Fofocas do Manicômio Tributário com PHFTax: Semana de 28 de julho a 3 de agosto de 2026

A semana em que a reforma bateu na porta das empresas e chegou torta, o Supremo voltou de férias já cobrando, e a máquina de arrecadar escolheu a dedo com quem pega leve e com quem parte pra cima.

O Congresso voltou do recesso, o Supremo tirou o paletó da praia e vestiu a toga de novo, e a reforma tributária, que até semana passada vivia em powerpoint e promessa, finalmente bateu na porta das empresas. Só que chegou torta. O prazo que era pra assustar foi picado em fatias na véspera, o imposto automático que era a joia da coroa vem opcional, e a máquina de cobrar mostrou que tem dois pesos e duas medidas: passa a mão na cabeça do pequeno e mira o canhão no grande. É reforma capenga de um lado, cobrança seletiva do outro. Senta que tem bastante.
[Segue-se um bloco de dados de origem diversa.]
PR #13263, opened 2026-05-15
feat(db): make span insertion conflict policy configurable via PHOENIX_SPAN_ON_CONFLICT

bulat15g:
## Summary

Currently `src/phoenix/db/insertion/span.py:166` hardcodes `on_conflict=OnConflict.DO_NOTHING`, so any retransmission of a span with the same `span_id` is silently dropped. This PR adds an opt-in env var `PHOENIX_SPAN_ON_CONFLICT=do_update` that switches the policy to upsert (the already-implemented `OnConflict.DO_UPDATE` path in `helpers.py`). Default remains `do_nothing` — zero behavior change for existing users.

## Motivation

Long-running streaming/agent spans (e.g. an async generator that yields chunks for tens of seconds) are not visible in Phoenix UI until they end, because the root span is exported only on `.end()`. We want clients to be able to re-emit the same `span_id` periodically with an updated `end_time`/`attributes`/`status` so the UI reflects in-flight progress.

Pattern in client code (separate, not part of this PR):

```python
class SnapshotSpanProcessor(SpanProcessor):
    # on_start: register live span
    # on_end:   pop from registry
    # tick():   for each live span, build a ReadableSpan with the same span_id
    #           and end_time=now_ns(), then exporter.export([snapshot])
```

This is meaningless without backend upsert. The PR enables that backend option.

## What changes

| File | Change |
|---|---|
| `src/phoenix/config.py` | New `ENV_PHOENIX_SPAN_ON_CONFLICT` constant + `get_env_span_on_conflict()` accessor (function-local import to avoid circular). Called in `verify_server_environment_variables()` for fail-fast validation. |
| `src/phoenix/db/insertion/helpers.py` | New `exclude_from_update: tuple[str, ...] = ()` kwarg on `insert_on_conflict()` and `exclude` on `_clean()`. Lets callers protect specific columns from being overwritten under `DO_UPDATE`. Backward-compatible (default is empty). |
| `src/phoenix/db/insertion/span.py` | Calls `get_env_span_on_conflict()` instead of hardcoded value. Passes `exclude_from_update=("cumulative_error_count", "cumulative_llm_token_count_prompt", "cumulative_llm_token_count_completion")` so re-emits do not overwrite values that the server-side accumulates from child spans. Also adds a pre-insert existence check gated to `DO_UPDATE` mode so ancestor cumulative propagation does not double-count on re-emit. |
| `tests/unit/db/insertion/test_span.py` (new) | 4 cases: first-insert under do_nothing, duplicate dropped under do_nothing, duplicate overwrites under do_update, cumulative fields preserved under do_update. |
| `docs/phoenix/self-hosting/configuration.mdx` | Bullet for the new env var. |

## Safety

- **Default value is `do_nothing`** — no user sees a behavior change unless they explicitly set `PHOENIX_SPAN_ON_CONFLICT=do_update`.
- **Cumulative fields are protected** from re-emit clobber via `exclude_from_update`. A naive "just flip to DO_UPDATE" would silently regress these aggregates if a snapshot arrives after a final BSP export.
- **Ancestor propagation guarded** — the existing code at `insert_span` propagates this span's cumulative counters to ancestors on a fresh insert. Under DO_UPDATE without a guard, that block would run on every re-emit and double-count. A pre-insert SELECT detects pre-existence and skips the propagation in that case.
- **Validation at startup** — `verify_server_environment_variables()` calls the accessor, so a typo in the env var (e.g. `do_updte`) fails immediately at boot instead of at first span insert.

## Tests

```bash
tox run -e unit_tests
# or for postgres:
tox run -e unit_tests -- --run-postgres
```

The new tests use `monkeypatch.setenv("PHOENIX_SPAN_ON_CONFLICT", "do_update")` to flip the mode per-test.

## Out of scope (follow-up)

- Per-table (not just spans) conflict policy. This PR scopes to spans only.
- gRPC-side hint to clients (e.g. response header) indicating server supports upsert.
- A parent+child cumulative test variant — covered by the protection logic but not exhaustively asserted; happy to add if reviewer requests.

## Issue / discussion

I did not open an issue first per `CONTRIBUTING.md`. If maintainers prefer that workflow, I can mark this PR as draft, open a feature-request issue with the same content above, and link back. Happy to do whichever you prefer.

## Reference implementation (client side)

We have a `SnapshotSpanProcessor` running against a forked Phoenix with this patch applied. Verified end-to-end against a 30s streaming agent span: latency value in Phoenix UI grew 3s -> 6s -> ... -> 30s mid-run, then settled at the real end_time after final BSP export. Same `(trace_id, span_id)` throughout, no duplicate rows.

### DIFF
--- a/docs/phoenix/self-hosting/configuration.mdx
+++ b/docs/phoenix/self-hosting/configuration.mdx
@@ -85,6 +85,8 @@ The following environment variables will control how your phoenix server runs.
 
 * **PHOENIX\_ALLOWED\_PROVIDERS:** A comma-separated, case-insensitive list of model provider names to display in the playground UI. When unset, all providers are shown. Set to `NONE` to hide all providers. Unrecognized provider names will cause a startup error. Supported values: `OPENAI`, `ANTHROPIC`, `AZURE_OPENAI`, `GOOGLE`, `DEEPSEEK`, `XAI`, `OLLAMA`, `AWS`, `CEREBRAS`, `FIREWORKS`, `GROQ`, `MOONSHOT`, `PERPLEXITY`, `TOGETHER`. Example: `PHOENIX_ALLOWED_PROVIDERS=OPENAI,ANTHROPIC`. Available since version 13.13.0.
 
+* **PHOENIX\_SPAN\_ON\_CONFLICT:** Conflict policy when inserting a span with a duplicate `span_id`. Accepts `do_nothing` (default; first-write-wins, subsequent inserts are silently ignored) or `do_update` (overwrite mutable columns such as name, end\_time, attributes, events, and status while preserving cumulative token and error counts). Use `do_update` to allow long-running clients to re-emit the same `span_id` for realtime mid-run visibility in the Phoenix UI.
+
 ### Logging
 
 * **PHOENIX\_LOG\_SQL:** Whether to log all SQL statements to stdout. Useful for debugging database queries. Defaults to `false`. Available since version 13.4.0.
--- a/src/phoenix/config.py
+++ b/src/phoenix/config.py
@@ -34,6 +34,7 @@ from phoenix.utilities.logging import log_a_list
 from phoenix.utilities.re import parse_env_headers
 
 if TYPE_CHECKING:
+    from phoenix.db.insertion.helpers import OnConflict
     from phoenix.server.oauth2 import OAuth2Clients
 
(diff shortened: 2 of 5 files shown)


bulat15g:

bulat15g:
Workflows are waiting for maintainer approval (first-time contributor)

O dia D de 3 de agosto chegou, mas picado em cinco fatias na véspera

Todo mundo passou julho correndo atrás do dia 3 de agosto, a data em que a nota fiscal eletrônica sem os novos campos de CBS e IBS, os dois tributos que vão substituir PIS, Cofins, ICMS e ISS, passaria a ser recusada pelo sistema. Empresa pagou consultoria, virou noite de TI, contratou gente. Pois na sexta anterior, dia 31, faltando um fim de semana, a Receita e o Comitê Gestor publicaram um ato conjunto e picaram o prazo único em cinco datas. A nota comum e a do consumidor, o coração do varejo, ficaram mesmo no dia 3. Mas a nota de serviço escorregou pra outubro e dezembro, a de importação foi pra 2027, e o pequeno do Simples só entra em janeiro que vem.

Traduzindo o teatro: o governo manteve o susto pra quem já estava pronto e deu sobrevida pra quem ia quebrar a cara, tudo no apagar das luzes. E o que explica o recuo é constrangedor. Dado da própria Receita mostra que, mesmo com o prazo em cima, mais de um em cada cinco documentos das empresas grandes saiu sem o campo preenchido corretamente entre o fim de junho e o fim de julho. A cobrança de multa a Receita disse que não faz este ano, mas disse de boca, sem botar no papel, o que quer dizer que a boa vontade pode evaporar quando o cronograma apertar.

E daí pro seu bolso?

Se a sua empresa emite nota comum ou de consumidor, o prazo é hoje, e nota errada trava faturamento, não interessa se a multa vem ou não. Se você vive de nota de serviço, ganhou uns meses de fôlego, mas não relaxe, porque a data nova já está marcada. E a lição do episódio é a de sempre: quem se organizou pagou caro pra chegar antes de um prazo que o próprio governo afrouxou faltando dias. No manicômio, pontualidade sai mais cara que enrolação.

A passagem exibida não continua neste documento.